Doch der Tag steht auch – ob gewollt oder nicht – unter dem Einfluss der aktuellen Debatten zur Kriegstauglichkeit der Bundeswehr und einer möglichen Wiedereinführung der Wehrpflicht. So bereitet Verteidigungsminister Boris Pistorius (SPD) laut dem “Handelsblatt” den Weg zur Wiedereinführung der Wehrpflicht gesetzlich vor. Demnach setzt das Modell zunächst auf Freiwilligkeit. Kommen auf diese Weise aber nicht genügend Soldaten zusammen, soll der Bundestag über eine Wehrpflicht-Rückkehr abstimmen.

Diese mögliche Rückkehr ist unter den Veteranen auf dem Festgelände in Berlin ein großes Thema. “Eigentlich war ich lange Gegner des Wehrdienstes”, sagt Günter Merkel. “Doch nach dem russischen Überfall auf die Ukraine hat bei mir ein Umdenken eingesetzt.” Der 66-Jährige, der selbst Wehrdienst geleistet hat, befürwortet eine allgemeine Dienstpflicht.

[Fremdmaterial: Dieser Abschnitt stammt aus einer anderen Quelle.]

PR #1239, opened 2019-02-05
RUBY-1420 Document session options

p-mongo:


spec/support/transactions.rb
```diff
@@ -257,9 +257,7 @@ def setup_test
         coll = support_client[@spec.collection_name]
         coll.database.drop
         coll.with(write: { w: :majority }).drop
-        support_client.command(
-          { create: @spec.collection_name },
-          { write_concern: { w: :majority } })
+        support_client.command(create: @spec.collection_name)
```
saghm: The spec test runner description says that this should be run with write concern majority; is there a reason this was changed?

p-mongo: According to my reading of the code write concern ended up getting passed to sessions where it was ignored. Database#command (which can be seen in this diff) does not document write concern as an accepted option. Therefore as far as I can tell the write concern here doesn't do anything.

saghm: Interesting; it looks like the read/write concern spec says that a write concern needs to be [directly added to the command document](https://github.com/mongodb/specifications/blob/master/source/read-write-concern/read-write-concern.rst#id6). Can we do this here?

p-mongo: Since repairing transaction spec runner does not have much to do with documenting session options, how about doing that in a follow-up PR?

saghm: If that's the case, why was it changed in this PR in the first place?

p-mongo: This PR documents session options. As part of that work I reviewed the callers to see which options they passed. As a result of that audit this change was made where existing code passed an option that had no effect.

saghm: It feels a little strange not to not make the one line fix here when we're already changing the same method call, but okay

Mitunter werden auch deshalb große Geschütze aufgefahren – weil es um “die Annäherung zwischen der Bevölkerung und den Veteraninnen und Veteranen” geht, wie es auf dem Internetauftritt des Veteranentags heißt. Und, unausgesprochen, um eine Annäherung zwischen der Bevölkerung und der Bundeswehr. Die Armee und der Beruf des Soldaten soll zwischen Musik und Imbissständen attraktiv beworben werden, so der Eindruck auf der Berliner Großveranstaltung.

Der katholische Militärbischof Franz-Josef Overbeck blickte im Interview der Katholischen Nachrichten-Agentur (KNA) positiv auf den Veteranentag: Soldatinnen und Soldaten übten als Staatsbürger in Uniform ihren Dienst in der Mitte der Gesellschaft aus: “Und genau in der Mitte unserer Gesellschaft muss es ein tiefes Bewusstsein für die Bedeutung einer solchen Kultur der Wertschätzung und des Gedenkens geben.” Das sei auch “die richtige Antwort auf Vereinnahmungs- oder Verunglimpfungsversuche durch die politischen Ränder”.

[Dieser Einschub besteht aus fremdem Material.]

PR #1254, opened 2019-02-18
RUBY-1650 Rewrite connection handshake flow to not recurse

p-mongo:


p-mongo:
This PR also removes client key caching, with https://jira.mongodb.org/browse/RUBY-1213 reopened to reinstate it.

lib/mongo/server/connection.rb
```diff
@@ -84,11 +89,10 @@ class Connection
       #
       # @since 2.0.0
       def initialize(server, options = {})
-        @address = server.address
         @monitoring = server.monitoring
         @options = options.freeze
         @server = server
-        @ssl_options = options.reject { |k, v| !k.to_s.start_with?(SSL) }
+        @ssl_options = options.reject { |k, v| !k.to_s.start_with?(SSL) }.freeze
```
saghm: Minor nit: instead of using a double negative of `reject!` and `!`, you can just do `select!`

lib/mongo/address.rb
```diff
@@ -202,9 +197,11 @@ def create_resolver(ssl_options)
       error = nil
       ::Socket.getaddrinfo(host, nil, family, ::Socket::SOCK_STREAM).each do |info|
         begin
-          res = FAMILY_MAP[info[4]].new(info[3], port, host)
-          res.socket(connect_timeout, ssl_options).connect!(connect_timeout).close
-          return res
+          specific_address = FAMILY_MAP[info[4]].new(info[3], port, host)
+          socket = specific_address.socket(
+            connect_timeout, ssl_options, connect_timeout: connect_timeout)
```
saghm: Why doesn't this need to call `connect!` anymore?

p-mongo: Sockets are now completely initialized by their constructors.

lib/mongo/server/connection.rb
p-mongo: Changed.

lib/mongo/address.rb
saghm: From looking at the diff, I don't see any actual changes in functionality to the constructors. Could you point out to me where the changes were made?

p-mongo: https://github.com/mongodb/mongo-ruby-driver/pull/1254/files#diff-ed625ecdabf4aeff5d1a5fc04b958a3aR86 for SSL socket, https://github.com/mongodb/mongo-ruby-driver/pull/1254/files#diff-cc511f0e87683f58982606a59e0f3657R70 for TCP socket, Unix sockets were already completely initialized by their constructor and had a no-op connect! method.

saghm: Hmm, not sure why I missed them. Thanks!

Im Spannungsfeld zwischen der Forderung nach mehr Kriegstüchtigkeit auf der einen und mehr Friedenspolitik auf der anderen Seite gehören laut Overbeck beide Perspektiven zusammen: “Eine demokratische Gesellschaft muss wehrhaft sein, um die eigene Freiheit schützen zu können.” Doch “natürlich darf erhöhte Wehrhaftigkeit niemals mit dem Verlust der eigenen Werte einhergehen.” Hier könne der Veteranentag einen Beitrag leisten: Die Veteraninnen und Veteranen könnten für einen moralischen Kompass einstehen.

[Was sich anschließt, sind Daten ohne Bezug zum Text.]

PR #1255, opened 2019-02-18
RUBY-1450 Change test suite to always define all examples

p-mongo:
https://jira.mongodb.com/browse/RUBY-1450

Für die frühere Ratsvorsitzende der Evangelischen Kirche in Deutschland, Margot Käßmann, passt der Veteranentag hingegen “ins Bild der schleichenden Militarisierung”. Im “Tagesspiegel” mahnte sie: “Eine Gesellschaft muss nicht kriegstüchtig sein, sondern sollte friedensfähig werden.”